PR #133, opened 2016-10-13
Fix tests on tip (golang 1.8)

wendigo:
In Go 1.8 json Marshaler/Unmarshaler gives more detailed errors and one of the tests depends on the exact error message.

--- --- ---

**WHAT THE TASK REQUIRES**
Your answer should be the full listing, copied exactly.

**WRITTEN ANSWER**
PR #133, opened 2016-10-13
Fix tests on tip (golang 1.8)

wendigo:
In Go 1.8 json Marshaler/Unmarshaler gives more detailed errors and one of the tests depends on the exact error message.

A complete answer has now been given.